Currently, I am working on that modern foe – posture. It has TRULY been a beautiful journey. That sounds to overstated but it isn’t. I started considering my posture as purely the visual “stand up straight” idea. This triggered a terrible problem in my left shoulder. I found an amazing ROLFer (a type of physical therapy that is massage therapy meets physical therapy) who helped re-mobilize it. As the mobility of my body started to be unlocked, I changed the goal from a visual one to a physiological one. I realized that I was not breathing from my diaphragm. Having taken many anatomy courses, I knew how the diaphragm was supposed to work and yet I was not using my body in a way that would allow it to work properly.
Your belly is supposed to balloon out as you draw in breath.
Which meant that I needed to make space for that. This changed my focus to rolling my shoulders back, which encouraged me to constantly consider proper alignment with my head, heart, and pelvis. But, until you train the body to consider these things, to hold your muscles strong here or there you will have to keep reminding yourself and it. This takes patience and grace and kindness. Yet, these small focus changes have revolutionized the way I am considering my health, what my body is capable of and has even changed what I am seeing in the mirror. This journey started over a year ago. I am still working on it hour to hour. I have not given up hope that some day I will not have to think about holding myself thoughtfully in this manner or that. I still know that it will take time being as mindful as I am to get there.

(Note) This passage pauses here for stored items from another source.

PR #1815, opened 2019-06-06
Implement the go-to form for DocService debug page

### LINKED ISSUE #653: Implement the go-to form for DocService debug page

ikhoon:
Fixes #653

Motivation
* In a server which serves a large number of methods, it takes time to go methods in debug page.

Modification
* Add [react-select](https://github.com/JedWatson/react-select)@3.0.4 dependency on docs-client for auto selection
* Convert docs specification into suggestion model
* Put the `go-to` input on the rightmost side of the `AppBar`

Result
* We can access any of the methods, structs, enums, and exceptions quickly
by using auto-complete or up-down key navigation.

### DIFF
--- a/docs-client/src/components/GotoSelect/index.tsx
+++ b/docs-client/src/components/GotoSelect/index.tsx
@@ -255,9 +255,7 @@ function makeSuggestions(
           .map((method) => {
             return {
               label: `${service.name}#${method.name}|${method.httpMethod}`,
-              value: `/methods/${service.name}/${method.name}/${
-                method.httpMethod
-              }`,
+              value: `/methods/${service.name}/${method.name}/${method.httpMethod}`,
             };
           })
           .filter(predicateWithLimit);
--- a/docs-client/src/components/GotoSelect/index.tsx
+++ b/docs-client/src/components/GotoSelect/index.tsx
@@ -98,7 +98,6 @@ const styles = (theme: Theme) =>
       marginTop: theme.spacing.unit,
       left: 0,
       right: 0,
-      // width: '125%',
       flex: 1,
     },
     divider: {
@@ -313,10 +312,8 @@ class GotoSelect extends React.Component<GotoSelectProps> {
             classes={classes}
             styles={selectStyles}
             inputId="go-to-select"
-            // placeholder="Go to ..."
             options={makeSuggestions(specification)}
             components={components}
-            // value={this.state.single}
             onChange={handleSelection}
           />
         </NoSsr>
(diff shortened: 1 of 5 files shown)


ikhoon:
## Here is a screenshot for the feature :-) 

<image src="https://user-images.githubusercontent.com/1866157/59041505-b6dd7100-88b3-11e9-87d5-edc826751620.gif" width=800 />

docs-client/src/components/GotoSelect/index.tsx
```diff
@@ -0,0 +1,328 @@
...
+};
+
+function makeSuggestions(specification: Specification): GroupType[] {
+  const suggestions: GroupType[] = [];
+
+  if (specification.getServices().length > 0) {
+    suggestions.push({
+      label: 'Services',
+      options: specification.getServices().flatMap((service) =>
+        service.methods.map((method) => {
```
trustin: How about limiting the number of items shown in the suggestions, just in case we have too many of them?

docs-client/src/components/GotoSelect/index.tsx
```diff
@@ -0,0 +1,328 @@
...
+      marginLeft: `${theme.spacing.unit}px`,
+      left: 2,
+    },
+    paper: {
+      position: 'absolute',
+      zIndex: 1,
+      marginTop: theme.spacing.unit,
+      left: 0,
+      right: 0,
+      // width: '125%',
```
trustin: Could be removed?

ikhoon: Sure! I missed it :-)

trustin:
@ikhoon Could you also run `yarn licenses generate-disclaimer --prod > ../licenses/web-licenses.txt` to update the disclaimer?

docs-client/src/components/GotoSelect/index.tsx
ikhoon: It seems good to limit the numbers of showing items. I didn't catch it. :-)
But I think users got confused when the items which exist are not shown just after typing.

I guess the memory footprint of suggestions is almost similar to specifications. But the items which are shown on screen have an impact on memory usage and rendering time.

What about the logic below?
* To limit the initial number of items around 100 for up|down key navigation.
* To reload items until 20 when filtering the items(typing in the control).

trustin: Sounds good to me.

trustin:
Could you rebase? I've just updated the front-end dependencies. (#1819)

ikhoon:
I have dealt with 
* Rebase master branch
* Update disclaimer
* Implement to limit default to 100, filtered things to 20.

trustin:
Thanks, @ikhoon and welcome to the team! 🚀

PR #1817, opened 2019-06-07
Fix TSLint errors

trustin:


trustin:
Seems like there's something else that's causing a build error on my machine.

PR #1819, opened 2019-06-07
Update frontend dependencies

trustin:
- Migrate from `@babel/polyfills` to `core-js` as advised by Babel 7.4
- Fixed TSLint errors

### DIFF
--- a/docs-client/webpack.config.ts
+++ b/docs-client/webpack.config.ts
@@ -48,7 +48,9 @@ const config: Configuration = {
                     modules: false,
                     useBuiltIns: 'entry',
                     corejs: 3,
-                    targets: { browsers: ['last 2 versions'] },
+                    targets: {
+                      browsers: ['>1%', 'not ie 11', 'not op_mini all'],
+                    },
                   },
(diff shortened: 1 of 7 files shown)


docs-client/webpack.config.ts
```diff
@@ -47,6 +47,7 @@ const config: Configuration = {
                   {
                     modules: false,
                     useBuiltIns: 'entry',
+                    corejs: 3,
                     targets: { browsers: ['last 2 versions'] },
```
anuraaga: Thanks - while we're here, how about updating this browserlist query to this one

https://browserl.ist/?q=>1%25%2C+not+ie+11%2C+not+op_mini+all

I found that I've been using `last 2 versions` which is fairly outdated practice, it includes all browsers, including IE10 which has no support for ES6 at all and everything gets polyfilled! I think our jar will get quite a bit smaller.

trustin: Updated. Down-sized from 1.22 MiB to 1.15 MiB.

PR #1828, opened 2019-06-11
Add unit test that uses gRPC Context.

anuraaga:
While looking into gRPC context, I noticed the implementation is very similar to Armeria's, using a thread-local. So didn't find any reason not to work, and at least this example seems to be working ok. Let's add the test for now and follow up on what use cases don't work.

/cc @andrewoma


trustin:
Thanks, @anuraaga !

PR #1829, opened 2019-06-11
Add a main class to `:examples:annotated-http-service`

### LINKED ISSUE #1647: `:examples:annotated-http-service` does not have a main class.
I'd be nice to have a `Main` class so that a user can play with it easily, like other examples.

hyangtack:
Motivation:
It'd be nice to have a `Main` class so that a user can play with it easily, like other examples.

Modifications:
- Replaced `ServerFactory` with `Main` class.
- Added `DocService` to the server.

Result:
- Closes #1647


hyangtack:
Thanks, reviewers!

But you listen for you. I don’t live in your body. I do not know about that pain that keeps you awake at night. I also don’t know about how hard it is for you to move in that way. You must explore the boundaries of your movement and see where you are able to make small changes that will hopefully unlock even greater change options.
Chew on it. Let me know what you think.
-A
tldr: Don’t assume that your body will instinctively know what to do to keep itself well, especially when you have not been listening to the signs of unwellness it has been sending you.